My test procedure was based on free-form experimentation so as to get a feel for how the sensor detects movement. The results from these experiments are of course heavily biased on the configuration parameters used in the demo software, which are not available for review - so I’ll have to figure that out later.
Still, I was very happy with what I observed and this gives me sufficient confidence that a gesture mouse is still very much achievable, even if it turns out to be rather rudimentary.
Here are two videos capturing some of my tests, which helped answer my questions. Please note that two video captures were taking place so some timings may be slightly off. In the second video, I actually used playback where data is first logged in a file and then afterwards you can open and play back the results. In this case I did notice variations in timings due to different rates etc.
Video 1: Test of basic gesture movement at different distances
Here I was able to answer my first two test goals.
Yes, the sensor definitely worked well in the 10cm to 20cm range and the distances for different gestures to work reliably seemed to tally with those given in Table 1 (Gesture Selection Guide), as shown in the previous section. I did notice that at 40cm, you had to use the palm of your hand for basic movement to be detected. The good news for my application was that my body seldom interfered with the results and I foresee that this will be something that could readily be filtered out.
I also noticed that there were some timing delays between each gesture being correctly detected. For example, if you moved your hand from left to right and then went back (right to left) with delay it would very seldom detect the right to left gesture. You had to pause a moment for the second to be reliably detected.
I also noticed that vertical gestures were less consistently detected compared to horizontal gestures.
The big surprise for me was how well finger gestures worked compared to hand gesturing. At short distances (approx. 15cm) I could simply use my index finger and I achieved very good resolution and gesture detection. Using figure gestures for rotational gestures (CW/CCW) was very reliable.

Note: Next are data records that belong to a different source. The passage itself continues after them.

PR #920, opened 2024-03-04
(2/3) Commitlog: Add I/O based on regular files

kim:
Provides a commitlog backing store based on files, and defines the exported `Commitlog` type which fixes the store to the file-based one.

**NOTE: This PR is stacked on top of #919**

1

### DIFF
--- a/crates/commitlog/src/lib.rs
+++ b/crates/commitlog/src/lib.rs
@@ -1,6 +1,17 @@
-#![allow(unused)]
+use std::{
+    io,
+    num::NonZeroU16,
+    path::PathBuf,
+    sync::{Arc, RwLock},
+    time::Duration,
+};
 
-use std::num::NonZeroU16;
+use log::debug;
+use tokio::{
+    sync::watch,
+    task::spawn_blocking,
+    time::{interval, MissedTickBehavior},
+};
 
 mod commit;
 mod commitlog;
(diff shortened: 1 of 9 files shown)


crates/commitlog/src/lib.rs
```diff
@@ -51,3 +64,250 @@ impl Default for Options {
...
+    ///
+    /// The returned iterator is not aware of segment rotation. That is, if a
+    /// new segment is created after this method returns, the iterator will not
+    /// traverse it.
+    ///
+    /// Commits appended to the log while it is being traversed are generally
+    /// visible to the iterator. Upon encountering [`io::ErrorKind::UnexpectedEof`],
+    /// however, a new iterator should be created using [`Self::commits_from`]
+    /// with the last transaction offset yielded.
+    pub fn commits(&self) -> impl Iterator<Item = Result<Commit, error::Traversal>> {
```
kim, line 147: slash-slash-todo: We're skipping bad commits in case the next commit is good. It's not obvious what to do when the iterator is exhausted and the last commit is bad -- there could be more coming at a later point in time. So for now, we'll yield the error.

This is fine in tooling, but requires special-casing when replaying the log to fold it into a datastore. Maybe a named iterator which can be turned into one which just ignores the error if it's the last item could be handy.

crates/commitlog/src/repo/fs.rs
```diff
@@ -0,0 +1,97 @@
...
+};
+
+use log::debug;
+
+use super::Repo;
+
+const SEGMENT_FILE_EXT: &str = ".stdb.log";
+
+pub fn segment_file_name(offset: u64) -> String {
+    format!("{offset:0>20}{SEGMENT_FILE_EXT}")
```
gefjon, line 14:
```suggestion
    // Left-pad the offset with zeros to 20 digits.
    format!("{offset:0>20}{SEGMENT_FILE_EXT}")
```

I can never remember the Rust format language, so anywhere we use a more-elaborate format specifier than `{}` or `{:?}`, I like a quick comment describing what it does.

crates/commitlog/src/repo/fs.rs
```diff
@@ -0,0 +1,97 @@
...
+//
+// Experiment:
+//
+// - O_DIRECT | O_DSYNC
+// - preallocation of disk space
+// - io_uring
+//
+
+#[derive(Clone, Debug)]
+pub struct Fs {
```
gefjon, line 29:
```suggestion
/// A commitlog repository [`Repo`] which stores commits in ordinary files on disk.
pub struct Fs {
```

crates/commitlog/src/repo/fs.rs
```diff
@@ -0,0 +1,97 @@
...
+    root: PathBuf,
```
gefjon, line 30:
```suggestion
    /// The base directory within which segment files will be stored.
    root: PathBuf,
```

crates/commitlog/src/repo/fs.rs
```diff
@@ -0,0 +1,97 @@
...
+}
+
+impl Fs {
+    pub fn new(root: impl Into<PathBuf>) -> Self {
```
gefjon, line 34:
```suggestion
    /// Create a commitlog repository which stores segments in the directory `root`.
    ///
    /// `root` must name an extant, accessible, writeable directory.
    pub fn new(root: impl Into<PathBuf>) -> Self {
```

Is this accurate?

crates/commitlog/src/repo/fs.rs
```diff
@@ -0,0 +1,97 @@
...
+        Self { root: root.into() }
+    }
+
+    pub fn segment_path(&self, offset: u64) -> PathBuf {
```
gefjon, line 38:
```suggestion
    /// Get the filename for a segment starting with `offset` within this repository.
    pub fn segment_path(&self, offset: u64) -> PathBuf {
```

gefjon (approved):
Looks great! This does exactly what I expected it to do based on the previous PR and the proposal. I suggested a few minor comments in `fs.rs`.

crates/commitlog/src/repo/fs.rs
kim: I had to look up "extant"

crates/commitlog/src/lib.rs
kim: I settled on yielding the error in iterators, but ignore it in folds (because the consumer of a fold doesn't have access to the traversal itself).

kazimuth (approved):
Nice and straightforward.

In the future it might be nice to try to run the existing tests against the file system Repo implementation as well. I don't think we need to do that right now though.

crates/commitlog/src/repo/fs.rs
```diff
@@ -0,0 +1,108 @@
...
+    fs::{self, File},
+    path::PathBuf,
+};
+
+use log::debug;
+
+use super::Repo;
+
+const SEGMENT_FILE_EXT: &str = ".stdb.log";
+
```
mamcx, line 12: `.log` extension could be confused easily as being text-based, how about `.log.stdb` or `.stdb.wbl` (write behind log)

kim: This file extension was requested by @Centril. If we don’t like it, an amendment to the spec shall be proposed.

crates/commitlog/src/lib.rs
```diff
@@ -53,3 +64,258 @@ impl Default for Options {
...
+        let inner = self.inner.read().unwrap();
+        debug!("sync commitlog");
+        inner.sync()?;
+
+        Ok(inner.max_committed_offset())
+    }
+
+    /// Write all outstanding transaction records to disk.
+    ///
+    /// Note that this does **not** force the OS to flush the data to the
```
cloutiertyler, line 107:
```suggestion
    /// Note that this does **not** force the OS to sync the data to the
```

crates/commitlog/src/lib.rs
```diff
@@ -53,3 +64,258 @@ impl Default for Options {
...
+    /// filesystem. Use [`Self::flush_and_sync`] or call [`Self::sync`] after
```
cloutiertyler, line 108:
```suggestion
    /// disk. Use [`Self::flush_and_sync`] or call [`Self::sync`] after
```

crates/commitlog/src/repo/fs.rs
cloutiertyler: .log is pretty standard. I think it's the same for kafka IIRC.

cloutiertyler (approved):
Seems fine given the previous PR.

PR #921, opened 2024-03-04
(3/3) Commitlog: Add canonical txdata payload

kim:
Defines the canonical commitlog payload.

Note that this may require some adjustments comes integration time. It is also worth considering to move the definitions to the core crate.

**NOTE: This PR is stacked on top of #920**

2


crates/commitlog/src/varint.rs
```diff
@@ -0,0 +1,47 @@
+//! Varint encoding and decoding functions.
```
gefjon, line 1:
```suggestion
//! Varint encoding and decoding functions.
//!
//! We use [Protobuf's Base-128 varint encoding](https://protobuf.dev/programming-guides/encoding/#varints).
//!
//! Unsigned integers are split into 7-bit chunks, with the least significant chunk first.
//! Each chunk is placed in the low 7 bits of a byte.
//! Non-terminal bytes have the high bit set.
//! The final byte in an integer has the high bit zeroed.
```

crates/commitlog/src/varchar.rs
```diff
@@ -0,0 +1,164 @@
...
+        } else {
+            let mut s = s;
+            while s.len() > N {
+                s.pop().unwrap();
+            }
+            Self { inner: s }
+        }
+    }
+
+    /// Discard the `Varchar` wrapper.`
```
gefjon, line 59:
```suggestion
    /// Discard the `Varchar` wrapper.
```

crates/commitlog/src/payload.rs
```diff
@@ -38,6 +52,20 @@ pub trait Decoder {
     // `decode_record` call.
 }
 
+/// A decoder which can decode one [`Ops::rowdata`] value, given the
+/// corresponding [`TableId`].
+///
+/// This is only relevant for the canonical payload [`Txdata`], and allows its
+/// [`Decoder`] [`TxdataDecoder`] to be defined in this crate (as opposed to in
```
gefjon, line 59:
```suggestion
/// [`Decoder`], [`TxdataDecoder`], to be defined in this crate (as opposed to in
```

crates/commitlog/src/payload.rs
```diff
@@ -53,3 +81,383 @@ impl<const N: usize> Decoder for ArrayDecoder<N> {
...
+    // module info.
+    //
+    // At that point, we can also remove the length prefix of
+    // `Inputs`.
+}
+
+impl Inputs {
+    pub fn encode(&self, buf: &mut impl BufWriter) {
+        let slen = self.reducer_name.len() as u8;
+        let len = /* slen */ 1 + slen as usize + self.reducer_args.len();
```
gefjon, line 171: What's the deal with the `/* slen */`? Is that related to the above comment about removing the length prefix?

crates/commitlog/src/payload.rs
```diff
@@ -53,3 +81,383 @@ impl<const N: usize> Decoder for ArrayDecoder<N> {
...
+    pub fn decode<'a, R: BufReader<'a>>(reader: &mut R) -> Result<Self, DecodeError> {
+        let len = reader.get_u32()?;
+        let slen = reader.get_u8()?;
+        let reducer_name = {
+            let bytes = reader.get_slice(slen as usize)?;
+            Varchar::from_str(std::str::from_utf8(bytes)?)
+                .expect("slice len cannot be > 255")
+                .into()
+        };
+        let reducer_args = reader.get_slice(len as usize - /* slen */ 1 - slen as usize)?.into();
```
gefjon, line 187: Same question re: `/* slen */`.

gefjon (commented):
One question about some commented-out code, and some suggested comments.

crates/commitlog/src/payload.rs
kim: It’s the one byte length of the string, mainly `reducer_name`. Which led me to introducing `Varchar` so that encoding remains infallible.

We could instead do one of the following:

- Use a varint
- Mandate that traversals must bring a way to resolve the type of the reducer args, so that the name can come after the args and we don’t need to store the length 
- Derive a stable numerical reducer id, which may however only be stable for the lifetime of the module revision

kim: We also likely want to settle on some refcounted, small string representation in core, so we can avoid copying the same strings over and over again.

crates/commitlog/src/payload.rs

Video 2: Test of random gesture movements together with data logging
In this test I tried random gestures to see how well the pattern would replicate on the pixel map. Here I discovered that diagonal movements worked pretty well. I was also able to capture a “U” and a “∩” too, although this needs more practice.
The data captured from the GUI software is intriguing as it provides individual pixel values for all 60 cells in the 6x10 matrix, frame by frame in a CSV file. You determine how many frames to capture, so it can be quite a lot of data. I will have yet to work out whether analysing this data in detail will help or hinder.
As I have now discovered that the firmware provided is somewhat outdated and requires significant change, I am now planning on working on the code as well as trying to make sense of the configuration parameters to obtain valid gesture movements.
In the meantime, there is no harm coming up with other experiments along the way to help rule in / rule out options.
Fingers crossed we get there.
Addendum: Testing air clicks and flicks
While my core tests provided sufficient evidence that I could create a range of gestures, using gesture mode, which would be suitable for my gesture mouse project, I had not documented my tests for mouse clicks.
As such here is a short video showing a possible option for left and right button mouse clicks using Windows GUI software proximity mode. I also tested air flicks using the proximity mode.
While the test results seem reasonable, I must admit it just didn’t feel right doing air clicks (i.e. pushing palm of hand towards sensor). Mind you I was standing at the time and this action did not feel natural from where I was standing compared to doing gestures.
Now that I am sitting down typing this addendum and replicating the hand movement, it does feel better although I think air flicks might work better as mouse clicks. We will see as I suspect it will depend on where the sensor is placed.